15. Strategy of the Enlarged Group
The strategy of the Enlarged Group is to create, through a combination of
further acquisitions and organic growth, one of the largest UK providers to the
SME and mid-market of telecommunications services and solutions. The Enlarged
Group intends to provide its customers with a product set including access,
hosting, voice, managed services and mobile.
The Enlarged Group intends to provide a comprehensive portfolio of products from
a single operating platform and on a single bill. The Directors believe that,
with the exception of British Telecom, few, if any, other independent UK
business telecommunications operators currently provide such a comprehensive
offering to SME and mid-market customers.

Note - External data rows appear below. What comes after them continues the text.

PR #721, opened 2019-06-21
Adding Separate Best Checkpoints for Target Train tasks

pruksmhc:
Changes:
In target task training, we no longer keep only one checkpoint path - instead, for each target task, we store in separate directories. This applies to both transfer_paradigm=frozen and finetune. 

For pretraining, we still save the checkpoints in the run_dir directory - pretraining checkpoints should not be affected by this PR.

### DIFF
--- a/main.py
+++ b/main.py
@@ -137,13 +137,16 @@ def setup_target_task_training(args, target_tasks, model, strict):
                 # We want to do target training without pretraining, thus
                 # we need to first create a checkpoint to come back to for each of
                 # the target tasks to finetune.
-                assert_for_log(
-                    args.allow_untrained_encoder_parameters, "No best checkpoint found to evaluate."
-                )
                 model_state = model.state_dict()
                 model_path = os.path.join(args.run_dir, "model_state_untrained_pre_target_train.th")
                 torch.save(model_state, model_path)
-            log.warning("Using untrained encoder parameters!")
+            else:
+                # If do_pretrain = 0 and transfer_paradigm=frozen, then do_eval will evaluate on 
+                # untrained encoder parameters.
+                assert_for_log(
+                    args.allow_untrained_encoder_parameters, "No best checkpoint found to evaluate."
+                )  
+                log.warning("Using untrained encoder parameters!")
     return task_names_to_avoid_loading
 
 
--- a/main.py
+++ b/main.py
@@ -488,7 +488,7 @@ def main(cl_arguments):
             if args.transfer_paradigm == "finetune":
                 # Reload the original best model from before target-task
                 # training since we specifically finetune for each task.
-                pre_finetune_path = get_best_checkpoint_path(args.run_dir, "pretrain")
+                pre_target_train = get_best_checkpoint_path(args.run_dir, "pretrain")
 
                 load_model_state(
                     model, pre_target_train, args.cuda, skip_task_models=[], strict=strict
@@ -529,7 +529,7 @@ def main(cl_arguments):
                         phase = "pretrain"
                     else:
                         phase = "target_train"
-                    # find the task-specific best checkpoint to evaluat eon
+                    # Find the task-specific best checkpoint to evaluate on.
                     ckpt_path = get_best_checkpoint_path(args.run_dir, phase, task.name)
 
                 assert "best" in ckpt_path
--- a/main.py
+++ b/main.py
@@ -124,37 +124,24 @@ def setup_target_task_training(args, target_tasks, model, strict):
             strict=strict,
         )
     else:
-        # Look for target train checkpoints (available only if we're restoring from a run that
-        # already finished), then look for training checkpoints.
-
-        best_path = get_best_checkpoint_path(args.run_dir, "target_train")
-        if best_path:
-            load_model_state(
-                model, best_path, args.cuda, task_names_to_avoid_loading, strict=strict
-            )
+        if args.do_pretrain == 1:
+            best_pretrain = get_best_checkpoint_path(args.run_dir, "pretrain")
+            if best_pretrain:
+                load_model_state(
+                    model, best_pretrain, args.cuda, task_names_to_avoid_loading, strict=strict
+                )
         else:
-            if args.do_pretrain == 1:
-                best_pretrain = get_best_checkpoint_path(args.run_dir, "pretrain")
-                if best_pretrain:
-                    load_model_state(
-                        model, best_pretrain, args.cuda, task_names_to_avoid_loading, strict=strict
-                    )
-            else:
+            if args.transfer_paradigm == "finetune":
+                # We want to do target training without pretraining, thus
+                # we need to first create a checkpoint to come back to for each of
+                # the target tasks to finetune.
                 assert_for_log(
                     args.allow_untrained_encoder_parameters, "No best checkpoint found to evaluate."
                 )
-
-                if args.transfer_paradigm == "finetune":
-                    # We want to do target training without pretraining, thus
-                    # we need to first create a checkpoint to come back to for each of
-                    # the target tasks to finetune.
-                    model_state = model.state_dict()
-                    model_path = os.path.join(
-                        args.run_dir, "model_state_untrained_pre_target_train.th"
-                    )
-                    torch.save(model_state, model_path)
-
-            log.warning("Evaluating untrained encoder parameters!")
+                model_state = model.state_dict()
+                model_path = os.path.join(args.run_dir, "model_state_untrained_pre_target_train.th")
+                torch.save(model_state, model_path)
+            log.warning("Using untrained encoder parameters!")
     return task_names_to_avoid_loading
 
 
@@ -264,23 +251,22 @@ def _run_background_tensorboard(logdir, port):
 def get_best_checkpoint_path(run_dir, phase, task_name=None):
     """ Look in run_dir for model checkpoint to load.
     Hierarchy is
-        1) best task-specific checkpoint
-        2) best checkpoint from the phase so far
-        3) if we do only target training without pretraining, then load checkpoint before 
+        1) best task-specific checkpoint for target_train, used when evaluating
+        2) if we do only target training without pretraining, then load checkpoint before 
         target training
+        3) if we're doing pretraining, then load the overall best model state
         4) nothing found (empty string) 
     """
     checkpoint = []
-    if task_name is not None:
+    if phase == "target_train":
+        assert task_name is not None, "Specify a task checkpoint to evaluate from."
         checkpoint = glob.glob(
-            os.path.join(run_dir + "/" + task_name + "/", "model_state_%s_epoch_*.best.th" % phase)
+            os.path.join(run_dir, task_name, "model_state_%s_epoch_*.best_macro.th" % phase)
         )
     if len(checkpoint) == 0:
-        checkpoint = glob.glob(
-            os.path.join(run_dir, "model_state_%s_epoch_*.best_macro.th" % phase)
-        )
-    if len(checkpoint) == 0 and phase == "target_train":
         checkpoint = glob.glob(os.path.join(run_dir, "model_state_untrained_pre_target_train.th"))
+    if len(checkpoint) == 0 and phase == "pretrain":
+        checkpoint = glob.glob(os.path.join(run_dir, "model_state_pretrain_epoch_*.best_macro.th"))
     if len(checkpoint) > 0:
         assert_for_log(len(checkpoint) == 1, "Too many best checkpoints. Something is wrong.")
         return checkpoint[0]
@@ -512,7 +498,7 @@ def main(cl_arguments):
                 )
             else:  # args.transfer_paradigm == "frozen":
                 # Load the current overall best model.
-                layer_path = get_best_checkpoint_path(args.run_dir, "target_train")
+                layer_path = get_best_checkpoint_path(args.run_dir, "target_train", task.name)
                 assert layer_path, "No best checkpoint found."
                 load_model_state(
                     model,
--- a/main.py
+++ b/main.py
@@ -464,9 +464,6 @@ def main(cl_arguments):
                 task.val_metric_decreases,
                 phase="target_train",
             )
-            import pdb
-
-            pdb.set_trace()
             _ = trainer.train(
                 tasks=[task],
                 stop_metric=task.val_metric,
--- a/main.py
+++ b/main.py
@@ -141,11 +141,11 @@ def setup_target_task_training(args, target_tasks, model, strict):
                 model_path = os.path.join(args.run_dir, "model_state_untrained_pre_target_train.th")
                 torch.save(model_state, model_path)
             else:
-                # If do_pretrain = 0 and transfer_paradigm=frozen, then do_eval will evaluate on 
+                # If do_pretrain = 0 and transfer_paradigm=frozen, then do_eval will evaluate on
                 # untrained encoder parameters.
                 assert_for_log(
                     args.allow_untrained_encoder_parameters, "No best checkpoint found to evaluate."
-                )  
+                )
                 log.warning("Using untrained encoder parameters!")
     return task_names_to_avoid_loading
 
@@ -544,7 +544,9 @@ def main(cl_arguments):
                 for task in pretrain_tasks:
                     ckpt_path = get_best_checkpoint_path(args.run_dir, "pretrain", task.name)
                     assert ".best" in ckpt_path
-                    load_model_state(model, ckpt_path, args.cuda, skip_task_models=[], strict=strict)
+                    load_model_state(
+                        model, ckpt_path, args.cuda, skip_task_models=[], strict=strict
+                    )
                     evaluate_and_write(args, model, [task], splits_to_write)
 
         elif args.transfer_paradigm == "frozen":
--- a/main.py
+++ b/main.py
@@ -258,12 +258,12 @@ def get_best_checkpoint_path(run_dir, phase, task_name=None):
     if phase == "target_train":
         assert task_name is not None, "Specify a task checkpoint to evaluate from."
         checkpoint = glob.glob(
-            os.path.join(run_dir, task_name, "model_state_%s_epoch_*.best_macro.th" % phase)
+            os.path.join(run_dir, task_name, "model_state_%s_epoch_*.best.th" % phase)
         )
     if len(checkpoint) == 0:
         checkpoint = glob.glob(os.path.join(run_dir, "model_state_untrained_pre_target_train.th"))
     if len(checkpoint) == 0 and phase == "pretrain":
-        checkpoint = glob.glob(os.path.join(run_dir, "model_state_pretrain_epoch_*.best_macro.th"))
+        checkpoint = glob.glob(os.path.join(run_dir, "model_state_pretrain_epoch_*.best.th"))
     if len(checkpoint) > 0:
         assert_for_log(len(checkpoint) == 1, "Too many best checkpoints. Something is wrong.")
         return checkpoint[0]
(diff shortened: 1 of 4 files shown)


main.py
```diff
@@ -495,7 +505,7 @@ def main(cl_arguments):
             if args.transfer_paradigm == "finetune":
                 # Reload the original best model from before target-task
                 # training since we specifically finetune for each task.
-                pre_target_train = get_best_checkpoint_path(args.run_dir, "pretrain")
+                pre_finetune_path = get_best_checkpoint_path(args.run_dir, "pretrain")
```
sleepinyourhat: This'll revert break a fix I recently merged, since the fix makes a change in the opposite direction. Look out when updating.

main.py
```diff
@@ -261,14 +261,24 @@ def _kill_tb_child():
...
+        3) if we do only target training without pretraining, then load checkpoint before 
         target training
-        3) nothing found (empty string) """
-    checkpoint = glob.glob(os.path.join(run_dir, "model_state_%s_epoch_*.best_macro.th" % phase))
+        4) nothing found (empty string) 
+    """
+    checkpoint = []
+    if task_name is not None:
+        checkpoint = glob.glob(
+            os.path.join(run_dir + "/" + task_name + "/", "model_state_%s_epoch_*.best.th" % phase)
```
sleepinyourhat: use join for everything, not '+'.

main.py
```diff
@@ -261,14 +261,24 @@ def _kill_tb_child():
...
+        1) best task-specific checkpoint
+        2) best checkpoint from the phase so far
+        3) if we do only target training without pretraining, then load checkpoint before 
         target training
-        3) nothing found (empty string) """
-    checkpoint = glob.glob(os.path.join(run_dir, "model_state_%s_epoch_*.best_macro.th" % phase))
+        4) nothing found (empty string) 
+    """
+    checkpoint = []
+    if task_name is not None:
```
sleepinyourhat: This doesn't seem like the right test. Even if it works for now, it'd be easy to break in future editing.
- In pretraining, we never want to do this, since there's only ever one task, and it's helpful to have a common filename standard for pretrained models.
- In target task training, we always want to do this, even if there's only one target task, since it'll make our checkpoints robust in case we come back and add more target task laters.

Let's make this depend on the phase.

main.py
```diff
@@ -261,14 +261,24 @@ def _kill_tb_child():
...
+        checkpoint = glob.glob(
+            os.path.join(run_dir + "/" + task_name + "/", "model_state_%s_epoch_*.best.th" % phase)
+        )
+    if len(checkpoint) == 0:
+        checkpoint = glob.glob(
+            os.path.join(run_dir, "model_state_%s_epoch_*.best_macro.th" % phase)
```
sleepinyourhat: Make a note that we'll only see these for 'target_task' when loading older runs.

src/trainer.py
```diff
@@ -303,6 +303,11 @@ def _setup_training(
         task_infos = {task.name: {} for task in tasks}
         for task in tasks:
             task_info = task_infos[task.name]
+            if (
+                os.path.exists(self._serialization_dir + "/" + task.name) is False
+                and phase == "target_train"
```
sleepinyourhat: At some point we should start treating this as something other than a string.

src/trainer.py
```diff
@@ -303,6 +303,11 @@ def _setup_training(
         task_infos = {task.name: {} for task in tasks}
         for task in tasks:
             task_info = task_infos[task.name]
+            if (
+                os.path.exists(self._serialization_dir + "/" + task.name) is False
```
sleepinyourhat: Use join.

sleepinyourhat: Here and below.

src/trainer.py
```diff
@@ -350,9 +355,13 @@ def _setup_training(
             task_info["last_log"] = time.time()
 
         # Metric bookkeeping
-        all_metrics = [task.val_metric for task in tasks] + ["micro_avg", "macro_avg"]
```
sleepinyourhat: This change seems like it could break quite a lot. Split it off if you can, otherwise run as many tests as you can, and read through the full trainer file for possible issues.

src/trainer.py
```diff
@@ -1016,23 +1025,34 @@ def _description_from_metrics(self, metrics):
         """ format some metrics as a string """
         return ", ".join(["%s: %.4f" % (name, value) for name, value in metrics.items()])
 
-    def _unmark_previous_best(self, phase, epoch):
+    def _unmark_previous_best(self, phase, epoch, task=""):
+        if task == "":
+            best_str = "best_macro"
```
sleepinyourhat: Simpler/better: Just use the string 'best' everywhere.

src/trainer.py
```diff
@@ -1016,23 +1025,34 @@ def _description_from_metrics(self, metrics):
...
+            best_str = "best"
         candidates = glob.glob(
-            os.path.join(self._serialization_dir, "*_state_{}_epoch_*.th".format(phase))
+            os.path.join(self._serialization_dir + task, "*_state_{}_epoch_*.th".format(phase))
         )
         for file in candidates:
             # Skip the best, because we'll need it.
             # Skip the just-written checkpoint.
-            if ".best_macro" not in file and "_{}.".format(epoch) not in file:
+            if "best" not in file and "_{}.".format(epoch) not in file:
```
sleepinyourhat: Better to keep in the '.', in case someone uses 'best' in a run name.

src/trainer.py
```diff
@@ -1041,6 +1061,8 @@ def _save_checkpoint(self, training_state, phase="pretrain", new_best_macro=Fals
         ----------
         training_state: An object containing trainer state (step number, etc.), to be saved.
         phase: Usually 'pretrain' or 'target_train'.
+        all_val_metrics If this is not none, then we loop through and save each task's _best
```
sleepinyourhat: Missing colon.

src/trainer.py
```diff
@@ -1041,6 +1061,8 @@ def _save_checkpoint(self, training_state, phase="pretrain", new_best_macro=Fals
         ----------
         training_state: An object containing trainer state (step number, etc.), to be saved.
         phase: Usually 'pretrain' or 'target_train'.
+        all_val_metrics If this is not none, then we loop through and save each task's _best 
+        in addiiton to the other checkpoints.
```
sleepinyourhat: Typo. Please proofread before sending for review.

src/trainer.py
```diff
@@ -1115,14 +1137,67 @@ def _save_checkpoint(self, training_state, phase="pretrain", new_best_macro=Fals
                 "metric_state_{}_epoch_{}{}.th".format(phase, epoch, best_str),
             ),
         )
-        log.info("Saved to %s", self._serialization_dir)
+        log.info("Saved general checkpoints to %s", self._serialization_dir)
```
sleepinyourhat: I don't follow the logic here. We always save exactly one checkpoint, either the general ones for pretraining or the task-specific one in target task training.

src/trainer.py
```diff
@@ -1115,14 +1137,67 @@ def _save_checkpoint(self, training_state, phase="pretrain", new_best_macro=Fals
...
+                )
+
+                torch.save(
+                    model_state,
+                    os.path.join(
+                        self._serialization_dir,
+                        task_name + "/model_state_{}_epoch_{}.best.th".format(phase, epoch),
+                    ),
+                )
+                # delte previosu best.
```
sleepinyourhat: Three typos.

src/trainer.py
```diff
@@ -1115,14 +1137,67 @@ def _save_checkpoint(self, training_state, phase="pretrain", new_best_macro=Fals
...
+            - epoch: int
+            - task_states: dict, dictionary with task experiment parameters such as optimizer and scheduler. 
+            - model_state: experiment model
+        
+        Returns
+        --------------------
+        None
+        """
+        for metric_name, metric_info in self._metric_infos.items():
+            # if the best checpoint is thsi epoch
```
sleepinyourhat: Typo.

src/trainer.py
```diff
@@ -1115,14 +1137,67 @@ def _save_checkpoint(self, training_state, phase="pretrain", new_best_macro=Fals
...
+        --------------------
+            - epoch: int
+            - task_states: dict, dictionary with task experiment parameters such as optimizer and scheduler. 
+            - model_state: experiment model
+        
+        Returns
+        --------------------
+        None
+        """
+        for metric_name, metric_info in self._metric_infos.items():
```
sleepinyourhat: I don't follow the logic here—it seems like we're marking everything as best.

src/trainer.py
```diff
@@ -1115,14 +1137,67 @@ def _save_checkpoint(self, training_state, phase="pretrain", new_best_macro=Fals
...
+            # if the best checpoint is thsi epoch
+            if metric_info["best"][0] == epoch and metric_info["task_name"] is not None:
+                task_name = metric_info["task_name"]
+                torch.save(
+                    metric_info,
+                    os.path.join(
+                        self._serialization_dir,
+                        task_name + "/metric_state_{}_epoch_{}.best.th".format(phase, epoch),
```
sleepinyourhat: We weren't previously saving metric/task state for target tasks, right? It's reasonable to fix that, but if we fix it here, make sure we can actually use the stuff we save.

tutorials/setup_tutorial.md
```diff
@@ -241,7 +241,7 @@ You should see something like this:
 After running this experiment, you should have in your run directory:
 
 * a checkpoint of the best model state (based on your scores)
-* a `log.log` file which contains all the logs
```
sleepinyourhat: Why delete this?

main.py
pruksmhc: What do you mean that there is only one task in pretraining? 
Also, we only pass in task_name during target_train phase (and we don't' during pretrain), but I can move that logic inside this function.

src/trainer.py
pruksmhc: We were previously saving metric/task state for target tasks.

main.py
sleepinyourhat: Er, sorry. There's only ever one model and set of checkpoints in pretraining, regardless of how many tasks we use.

I know the presence of the task variable depends on phase, but it's easier to maintain if we directly check the phase in this if statement.

src/trainer.py
pruksmhc: We only mark a task's metric_infos as best only if the validation metrics during that epoch is better than the previous validation passes.

main.py
pruksmhc: In this PR, we still have checkpoints named model_state_target_train_epoch_{}{}.best_macro.th, that store the checkpoints of models that maximize the macro_avg (which might be different than the best checkpoints for each task).

src/trainer.py
sleepinyourhat: All of the strings below specify 'best'. Where are the regular non-bests saved?

src/trainer.py
sleepinyourhat: Ah, yeah. Do we ever use them, though?

main.py
sleepinyourhat: Ah, that's broken, then—we can't and shouldn't save the best checkpoints for the individual tasks during pretraining. (They're not guaranteed to be good 'bests', since we might early stop before some tasks are well trained.) Just track a single 'best' in pretraining.

src/trainer.py
pruksmhc: They're stored in the same directory file.

sleepinyourhat: I'm asking for where in the code. The name of this method doesn't match what it does.

In any case, if this is meant for pretraining, we may not need it at all...

pruksmhc: It's here: https://github.com/nyu-mll/jiant/blob/15dd439fd9b998f136a6d8e865d43a6ec21a2c05/src/trainer.py#L1035
We unmark the previous "best" checkpoint before we save a best checkpoint

sleepinyourhat: But what if we don't hit a new best at all, it has just been 1000 steps (or similar) and we want to checkpoint anyway? In the current code, we will save such checkpoints. The title of this method makes me think that should live here, but it doesn't seem to.

main.py
```diff
@@ -126,36 +126,24 @@ def setup_target_task_training(args, target_tasks, model, strict):
         log.info("Loading existing model from %s...", best_path)
         load_model_state(model, best_path, args.cuda, task_names_to_avoid_loading, strict=strict)
     else:
-        # Look for target train checkpoints (available only if we're restoring from a run that
-        # already finished), then look for training checkpoints.
-
-        best_path = get_best_checkpoint_path(args.run_dir, "target_train")
-        if best_path:
-            # Continue target task training.
```
sleepinyourhat: Deleting intentionally? I know this may not have been fully supported, just making sure.

main.py
```diff
@@ -126,36 +126,24 @@ def setup_target_task_training(args, target_tasks, model, strict):
...
-                )
-
+        else:
             if args.transfer_paradigm == "finetune":
                 # We want to do target training without pretraining, thus
                 # we need to first create a checkpoint to come back to for each of
                 # the target tasks to finetune.
+                assert_for_log(
+                    args.allow_untrained_encoder_parameters, "No best checkpoint found to evaluate."
+                )
```
sleepinyourhat: This assert should only fire if paradigm != finetune. If we're fine-tuning, there's no risk that we'll evaluate untrained parameters. So, something's off.

main.py
```diff
@@ -126,36 +126,24 @@ def setup_target_task_training(args, target_tasks, model, strict):
...
                 model_state = model.state_dict()
                 model_path = os.path.join(args.run_dir, "model_state_untrained_pre_target_train.th")
                 torch.save(model_state, model_path)
-
-            log.warning("Evaluating untrained encoder parameters!")
+            log.warning("Using untrained encoder parameters!")
```
sleepinyourhat: We can have some kind of warning here, but this is misleading if we're doing fine tuning.

main.py
```diff
@@ -257,16 +245,25 @@ def _kill_tb_child():
     atexit.register(_kill_tb_child)
 
 
-def get_best_checkpoint_path(run_dir, phase):
+def get_best_checkpoint_path(run_dir, phase, task_name=None):
     """ Look in run_dir for model checkpoint to load.
     Hierarchy is
-        1) best checkpoint from the phase so far
-        2) if we do only target training without pretraining, then load checkpoint before
+        1) best task-specific checkpoint for target_train, used when evaluating
```
sleepinyourhat: Only when evaluating, or also when doing target-task training?

sleepinyourhat: We should make sure *not* to restore a partially-completed target_task training run unless we're sure that that works, and we restore things like step count and optimizer state appropriately.

src/trainer.py
```diff
@@ -1016,23 +1022,26 @@ def _description_from_metrics(self, metrics):
...
 
-    def _unmark_previous_best(self, phase, epoch):
+    def _unmark_previous_best(self, phase, epoch, task=""):
         marked_best = glob.glob(
-            os.path.join(self._serialization_dir, "*_state_{}_epoch_*.best_macro.th".format(phase))
+            os.path.join(
+                self._serialization_dir + task, "*_state_{}_epoch_*.best_macro.th".format(phase)
+            )
         )
+        # and now, we will recursively elete all of these ones.
```
sleepinyourhat: Typo, capitalization.

src/trainer.py
```diff
@@ -1016,23 +1022,26 @@ def _description_from_metrics(self, metrics):
         """ format some metrics as a string """
         return ", ".join(["%s: %.4f" % (name, value) for name, value in metrics.items()])
 
-    def _unmark_previous_best(self, phase, epoch):
+    def _unmark_previous_best(self, phase, epoch, task=""):
         marked_best = glob.glob(
-            os.path.join(self._serialization_dir, "*_state_{}_epoch_*.best_macro.th".format(phase))
+            os.path.join(
+                self._serialization_dir + task, "*_state_{}_epoch_*.best_macro.th".format(phase)
```
sleepinyourhat: There are still a few instances of best_macro floating around. We should only ever write ".best" as a filename, and if we do want to keep reading/searching for ".best_macro" as a backward compatibility measure (optional), we should also read ".best".

src/trainer.py
```diff
@@ -1016,23 +1022,26 @@ def _description_from_metrics(self, metrics):
...
             # Skip the just-written checkpoint.
             if "_{}.".format(epoch) not in file:
-                os.rename(file, re.sub("%s$" % ".best_macro.th", ".th", file))
+                os.rename(file, re.sub("%s$" % (".best_macro.th"), ".th", file))
 
-    def _delete_old_checkpoints(self, phase, epoch):
+    def _delete_old_checkpoints(self, phase, epoch, task=""):
         candidates = glob.glob(
-            os.path.join(self._serialization_dir, "*_state_{}_epoch_*.th".format(phase))
+            os.path.join(self._serialization_dir + task, "*_state_{}_epoch_*.th".format(phase))
```
sleepinyourhat: use join, not +. Necessary for platform future-proofing.

src/trainer.py
```diff
@@ -1056,6 +1065,7 @@ def _save_checkpoint(self, training_state, phase="pretrain", new_best_macro=Fals
         else:
             best_str = ""
 
+        # Save the overall best model for this target train in terms of macro/micro_avg score.
```
sleepinyourhat: Seems misleading, since we'll also run the below line when this checkpoint isn't the best, and best_str == "".

src/trainer.py
```diff
@@ -1094,35 +1095,105 @@ def _save_checkpoint(self, training_state, phase="pretrain", new_best_macro=Fals
...
-        torch.save(
-            metric_states,
-            os.path.join(
-                self._serialization_dir,
-                "metric_state_{}_epoch_{}{}.th".format(phase, epoch, best_str),
-            ),
-        )
-        log.info("Saved to %s", self._serialization_dir)
+
+        if phase == "pretrain":
```
sleepinyourhat: It'd be way more readable if we split this into two methods, one (new) method for pretraining/mtl, and one (that we have now) for target tasks.

src/trainer.py
sleepinyourhat: I think I see now—this looks reasonable as-is.

src/trainer.py
pruksmhc: I intentionally put in best_macro as the variable name because what we are doing is tracking macro averages (which if you have only one task, it is equal to tracking its performance). If there's a strong reason why you think .best > .best_macro, I can change it

sleepinyourhat: Yeah, we can get more votes from others if you want, but I think 'best' is a lot clearer. It's more standard, and most users likely won't be doing MTL pretraining.

main.py
pruksmhc: Yes, this was not fully supported, and has to be changed now that we're saving our target tasks in multiple places depending on task.

main.py
pruksmhc: Ah, alright - so this assert is for evaluation.

main.py
pruksmhc: This is only used during evaluation, and is a retrieval type function. During target task training, we store the parameters at each epoch for each task being target trained, which is retrieved here.

src/trainer.py
pruksmhc: Since they share some overlap, splitting the parts after this into two functions.

main.py
sleepinyourhat: SGTM!

src/trainer.py
sleepinyourhat: Use join to join _serialization_dir and task.

tests/test_checkpointing.py
```diff
@@ -165,6 +167,15 @@ def __init__(self, requires_grad):
...
+            test_trainer, train_params, opt_params, schd_params = trainer.build_trainer(
+                self.args,
+                ["wic"],  # here, we use WIC twice to reduce the amount of boiler-plate code
+                model,
+                self.args.run_dir,
+                self.wic.val_metric_decreases,
+                phase="pretrain",
+            )
+
             test_trainer, train_params, opt_params, schd_params = trainer.build_trainer(
```
sleepinyourhat: You initialize these variable names twice. Disambiguate or use _ if you really don't need the first set.

Issue #719, opened 2019-06-21
We log weighting strategy during target task training when it's irrelevant


sleepinyourhat:
Another logging line to cut, at least during target task training:
"06/21 06:37:13 PM: Using weighting method: proportional, with normalized sample weights [1.] "

PR #722, opened 2019-06-21
No more weight logging in target

sleepinyourhat:
This is a bit messy, but still hopefully an improvement. This cuts out some of the logic and logging for multitask training when there's only one task to train on.


sleepinyourhat:
Resolves #719.

PR #734, opened 2019-06-24
Fixing MNLI evaluation 

pruksmhc:
Changes:
-Adding change to parse "n/a" as a string 
-Adding change to write_preds to get correct file path to write preds to


src/evaluate.py
```diff
@@ -511,21 +511,15 @@ def _add_default_column(df, name: str, val):
         _apply_pred_map(preds_df, pred_map, "prediction")
         _write_preds_with_pd(
             preds_df.iloc[:9796],
-            os.path.join(
-                pred_dir, _get_pred_filename("mnli-m", pred_dir, split_name, strict_glue_format)
-            ),
+            _get_pred_filename("diagnostic", pred_dir, split_name, strict_glue_format),
```
sleepinyourhat: Thy do all three of these lines say 'diagnostic' now? What changed?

In addition, the Enlarged Group will seek to cross-sell new products to existing
customers and to create a "one-stop-shop" for converged communications
solutions. The Directors believe that such an offering will also help to reduce
customer churn.
The Enlarged Group will pursue two strategies in order to seek to achieve
growth. Firstly, the Directors will seek to increase organic growth through a
combination of improved customer management to reduce churn; a focus on
cross-selling and up-selling to existing customers to encourage them to take
more products; and through a focus on direct and indirect sales channels.
Secondly, the Enlarged Group will seek to grow through targeted acquisitions,
designed to increase customer scale and expand the product portfolio. The
Directors believe that the Enlarged Group will benefit from acquisitions in two
ways: through cost efficiencies and through opportunities to cross-sell and
up-sell to new and existing customers. The Directors believe that several
independent quoted and unquoted telecommunications operators could be potential
acquisition targets and, given current economic conditions, such acquisitions
may be achievable at competitive prices.
The Directors are undertaking discussions which may lead to further acquisitions
soon after Admission. The Directors expect that these acquisitions will be
funded through the assumption of debt by the Enlarged Group and/or through the
issue of further new Consolidated Ordinary Shares (both to raise cash and as
consideration).
The Directors believe the size of the Enlarged Group could enable it to
negotiate improved supplier pricing and terms, the most important of which would
be network products including lines, call minutes and data circuits.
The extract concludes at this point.